ARadauer hat gesagt.:


> ist osgi oder rcp nicht etwas überdimmensioniert, wenn ich zb einfach meine daten exportierfunktion eines bestehnden programmes über plugins regeln möchte?


RCP basiert auf OSGi 

Aber im Prinzip kann man kleinere Dinge auch ohne machen, zB.: P of EAA: Plugin

Allerdings hat OSGi Vorteile die man nicht so einfach nachbauen kann 
Für Projekte in der man mehr modularität braucht, sollte man gleich ein Frramework bzw. eine Plattform wählen die das von Haus aus bietet und darauf ausgerichtet ist.


----------



## ARadauer (20. Mrz 2009)

[@quote]RCP basiert auf OSGi [/quote]
ja in den neueren versionen, aber dann ists auch schon vorbei mit meinem osgi wissen ;-)


----------



## maki (20. Mrz 2009)

ARadauer hat gesagt.:


> ja in den neueren versionen, aber dann ists auch schon vorbei mit meinem osgi wissen ;-)

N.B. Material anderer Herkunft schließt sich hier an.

PR #4226, opened 2024-11-18
Keep `Eff` in `File/Analytics.tsx`, but move request and state to container

fiskus:
In two examples (without Effect and additional code https://github.com/quiltdata/quilt/pull/4224/ and with state enum https://github.com/quiltdata/quilt/pull/4225) I have to split UI component from data component.
That was necessary without Effect and wasn't with Effect. But it seems that it gives the most relief.

With two components I have one component with UI only, and where I don't think about handling other states and the second component that deals with higher-level state and requests.
I can write separate tests for these components:
* make snapshots for UI component
* mock `useQuery` and UI component and write tests for handling states


nl0:
> With two components I have one component with UI only, and where I don't think about handling other states and the second component that deals with higher-level state and requests.

that sounds reasonable in general, but the benefit of doing this in such a tiny component seems negligible

fiskus:
Was created for demonstrations purpose only

PR #4234, opened 2024-11-21
Qurator: use Claude 3.5 Sonnet v2

nl0:
# TODO


sir-sigurd (commented):
lgtm, might make more sense to pass it via config though

nl0:
> lgtm, might make more sense to pass it via config though

that would be a next step, yeah. via config or a registry endpoint / gql query

PR #4236, opened 2024-11-21
Fix embed listing

fiskus:
Add selection provider for embed listing and make selection optional

# TODO

- [x] Make `Selection.Provider` optional. Not sure, it's worth it. It is in https://github.com/quiltdata/quilt/pull/4236/commits/24d8c20b52416d4a041898f1d930a8fc5b056d6e, so it's easily revertible 


nl0:
(tested)

PR #4239, opened 2024-11-22
Athena: check access for catalog

fiskus:
* fetch each data catalog to be sure user has access to it
* fixed catalog list load, there was missing workgroup argument

- [x] Unit tests


nl0 (dismissed):

nl0:
@fiskus what about the changelog entry?

nl0 (approved):

PR #4241, opened 2024-11-27
update lambdas to Python 3.11

sir-sigurd:
# Description

changes:

* add explicit deps for t4_lambda_shared
* add explicit dep on t4_lambda_shared in lambdas
* update all lambdas to Python 3.11 (except thumbnail)
* regenerate/update all requirements.txt with pip-compile
* add test-requirements.in and regenerate test-requirements.txt for every lambda
* clean up deps installation in test CI job
* stop passing shared to builder context
* add missing changelogs

notes
* dep on t4_lambda_shared is specified using hash from this PR, it doesn't looks like t4_lambda_shared changes can be made as separate PR, so hash needs to be updated after PR
* <del>molecule lambda is not really used, so I haven't tested it manually, maybe makes sense to remove it?</del> removed

# TODO


lambdas/preview/test/test_index.py
```diff
@@ -68,7 +68,12 @@ def test_fcs(self):
         extended = False
         if (
                 set(os.path.split(f)[1] for f in fcs_files)
-                != set(['accuri-ao1.fcs', 'bad.fcs', '3215apc 100004.fcs'])
+                != {
```
sir-sigurd, line 71: that test failed because one of the files is now parsed correctly by newer fcsparser
probably test should be reworked but I decided to add just another file to not deal with it now

nl0 (dismissed):
this is so much cleaner

nl0:
> molecule lambda is not really used, so I haven't tested it manually, maybe makes sense to remove it?

yeah probably. maybe in a clean PR?

.github/workflows/deploy-lambdas.yaml
```diff
@@ -2,8 +2,8 @@ name: Deploy lambdas to S3 and ECR
 
 on:
   push:
-    branches:
-      - master
+    # branches:
+    #   - master
```
nl0, line 6: @sir-sigurd still testing smth?

nl0 (approved):
lgtm

.github/workflows/deploy-lambdas.yaml
sir-sigurd, line 6:
```suggestion
    branches:
      - master
```

sir-sigurd: forgot about that

nl0 (approved):

PR #4252, opened 2024-12-03
Enable "html" in `quilt_summarize.json`

fiskus:
This is a quick fix. I've started to work on a more general solution, but this small piece, I think, self-sustainable.

More scalable solutions require more involvement, but I have several ideas already:
* enable everything we have Previews for
* make "name" optional, and treat it like fallback type
* improve `JsonEditor`, so users can create with config with some helper and make "name" a plain string but with select from supported types
* make custom editor for writing `quilt_summarize.json`
* or, change (make v2) Schema (but I'd go with custom editor first, so customers wouldn't care about Schema)

- [x] Documentation

### DIFF
--- a/catalog/CHANGELOG.md
+++ b/catalog/CHANGELOG.md
@@ -17,6 +17,7 @@ where verb is one of
 
 ## Changes
 
+- [Added] Added "html" type for `quilt_summarize.json` ([#4252](https://github.com/quiltdata/quilt/pull/4252))
 - [Fixed] Resolve caching issues where changes in `.quilt/{workflows,catalog}` were not applied ([#4245](https://github.com/quiltdata/quilt/pull/4245))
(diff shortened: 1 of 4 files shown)


catalog/CHANGELOG.md
```diff
@@ -17,6 +17,7 @@ where verb is one of
 
 ## Changes
 
+- [Added] Added "html" type for `quilt_summarize.json` ([#4252](https://github.com/quiltdata/quilt/pull/4252))
```
nl0, line 20:
```suggestion
- [Added] Support "html" type in `quilt_summarize.json` ([#4252](https://github.com/quiltdata/quilt/pull/4252))
```

nl0 (dismissed):

nl0 (approved):

PR #4254, opened 2024-12-05
`quilt_summarize.json` editor

fiskus:
Screenshot from 2024-12-09 15-21-12

Added `__quiltSummarize` type for `QuiltConfigEditor`. But the plan is to replace the universal `QuiltConfigEditor` component with three custom forms.

`QuiltSummarize` is the first one.

- [x] Unit tests


catalog/app/components/FileEditor/QuiltConfigEditor/QuiltSummarize/QuiltSummarize.tsx
```diff
@@ -0,0 +1,782 @@
...
+    ) =>
+      onChangeValue('type', {
+        ...((file.type || {}) as Summarize.TypeExtended),
+        [key]: value,
+      }),
+    [onChangeValue, file.type],
+  )
+
+  const onRemove = React.useCallback(
+    () => onChange(removeColumn(row.id, column.id)),
```
nl0, line 327: the main reason i prefer namespace imports is it provides context and makes it easier to distinguish local symbols from imported ones. here, for example, it would make it easier to guess that `removeColumn` is a state modification function if it was prefixed with `State.` or smth

catalog/app/components/FileEditor/QuiltConfigEditor/QuiltSummarize/QuiltSummarize.tsx
```diff
@@ -0,0 +1,782 @@
...
+                    label="Width"
+                    name="width"
+                    onChange={(event) =>
+                      onChangeValue('width', event.currentTarget.value)
+                    }
+                    value={file.width || ''}
+                    fullWidth
+                    className={classes.field}
+                    size="small"
+                    helperText="Width in pixels or percents"
```
nl0, line 436:
```suggestion
                    helperText="Width in pixels or percent"
```

catalog/app/components/FileEditor/QuiltConfigEditor/QuiltSummarize/QuiltSummarize.tsx
```diff
@@ -0,0 +1,782 @@
...
+                    name="height"
+                    onChange={(event) =>
+                      onChangeType('style', { height: event.currentTarget.value })
+                    }
+                    value={file.type.style?.height || ''}
+                    fullWidth
+                    className={classes.field}
+                    size="small"
+                    placeholder="Ex., 1000px"
+                    helperText="Height as an absolute value (in `px`, `vh`, `em` etc.)"
```
nl0, line 473: are `vh` and `em` absolute?

catalog/app/components/FileEditor/QuiltConfigEditor/QuiltSummarize/QuiltSummarize.tsx
```diff
@@ -0,0 +1,782 @@
...
+                    label="Perspective config"
+                    name="config"
+                    onChange={(event) => {
+                      try {
+                        onChangeType('config', JSON.parse(event.currentTarget.value))
+                      } catch (error) {
+                        Log.error(error)
+                      }
+                    }}
+                    helperText="Restores renderer to a state previously returned by saving config. Should be valid JSON object"
```
nl0, line 489: maybe smth like this?
```suggestion
                    helperText="Restores renderer state using a previously saved configuration. Configuration must be a valid JSON object."
```

catalog/app/components/FileEditor/QuiltConfigEditor/QuiltSummarize/QuiltSummarize.tsx
```diff
@@ -0,0 +1,782 @@
...
+                {file.type?.name === 'perspective' && (
+                  <M.TextField
+                    disabled={disabled}
+                    label="Perspective config"
+                    name="config"
+                    onChange={(event) => {
+                      try {
+                        onChangeType('config', JSON.parse(event.currentTarget.value))
+                      } catch (error) {
+                        Log.error(error)
```
nl0, line 486: i'm not sure logging errors on every input change is a good idea. maybe display the error to the user instead?

catalog/app/components/FileEditor/QuiltConfigEditor/QuiltSummarize/State.tsx
```diff
@@ -0,0 +1,196 @@
...
+  id: crypto.randomUUID(),
+  columns: [createColumn(file)],
+})
+
+export const init = (payload?: Layout) => (): Layout =>
+  payload || {
+    rows: [createRow(emptyFile)],
+  }
+
+function insert<T>(array: T[], index: number, item: T): T[] {
```
nl0, line 48: https://effect-ts.github.io/effect/effect/Array.ts.html#insertat

nl0 (dismissed):
looks good, some nitpicks inline

catalog/app/components/FileEditor/QuiltConfigEditor/QuiltSummarize/QuiltSummarize.tsx
```diff
@@ -0,0 +1,782 @@
...
+  row: Row
+  last: boolean
+}
+
+function AddColumn({ className, column, disabled, last, onChange, row }: AddColumnProps) {
+  const { bucket, initialPath } = useParams()
+
+  const classes = useAddColumnStyles()
+  const { file } = column
+  // TODO: [simple, setSimple] mode instead of advanced
```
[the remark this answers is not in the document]
fiskus: When the user hides the rest of the fields in the form except `path`, I'm planning to clear them (asking confirmation first if they are not empty). Because, if users don't see input fields, they shouldn't expect to submit those values.
But if the user clicks to show these fields again, I'm going to fill these fields with previously entered fields.

So, instead of simple flag "show"/"hide", I wanted to use "show"/"hide, but there were these values here".

However, I don't know if I implement this anytime in the near future, so I'll remove this TODO note.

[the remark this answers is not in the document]
nl0: i tend to use TODOs for short-term action items, which are to be resolved in the scope of the current PR, and XXX for longer term stuff or things requiring more consideration

catalog/app/components/FileEditor/QuiltConfigEditor/QuiltSummarize/QuiltSummarize.tsx
fiskus: They are not in CSS context, but I don't know how to better describe that one can enter number as ratio value in `flexGrow` or some concrete value with units.
Probably, "concrete"?

catalog/app/components/FileEditor/QuiltConfigEditor/QuiltSummarize/State.tsx
fiskus: And Ramda has `insert` too https://ramdajs.com/docs/#insert

nl0: the plan was to gradually remove ramda

fiskus: Ok, I didn't have such plans, however I'm happy to not use Ramda, since native JavaScript has almost everything I need for arrays manipulation.

catalog/app/components/FileEditor/QuiltConfigEditor/QuiltSummarize/QuiltSummarize.tsx
fiskus: I'll prefix them, however I treat them as essential functions for this component, undisguisable from local functions.

nl0 (approved):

Wenn du mit "neure Version" Eclipse 3.0 und höher meinst, dann ja.
Denn dann meine ich Eclipse RCP.


----------



## foobar (20. Mrz 2009)

@ARadauer Mit Osgi kann man verschiedene Versionen einer Lib parallel verwenden ohne dass die sich in die Quere kommen, denn jedes Bundle hat seinen eigenen Classloader. Mit Osgi-Services kann man verschiedene Implementierungen eines Interfaces bereitstellen und im laufenden Betrieb Services stoppen/starten/aktualisieren etc.
Osgi ist also wesentlich mehr als nur eine simple Pluginschnittstelle.


----------



## Wildcard (20. Mrz 2009)

Die Basics sind kinderleicht zu erlernen und die Vorteile zum Teil enorm. Meiner Meinung nach ist OSGi für fast jede Anwendung eine sehr attrakive Option (ausser wenn sie für einen Application Server gedacht ist, aber die basieren nach und nach ja auch auf OSGi).


----------



## foobar (21. Mrz 2009)

Wildcard hat gesagt.:


> Die Basics sind kinderleicht zu erlernen und die Vorteile zum Teil enorm. Meiner Meinung nach ist OSGi für fast jede Anwendung eine sehr attrakive Option (ausser wenn sie für einen Application Server gedacht ist, aber die basieren nach und nach ja auch auf OSGi).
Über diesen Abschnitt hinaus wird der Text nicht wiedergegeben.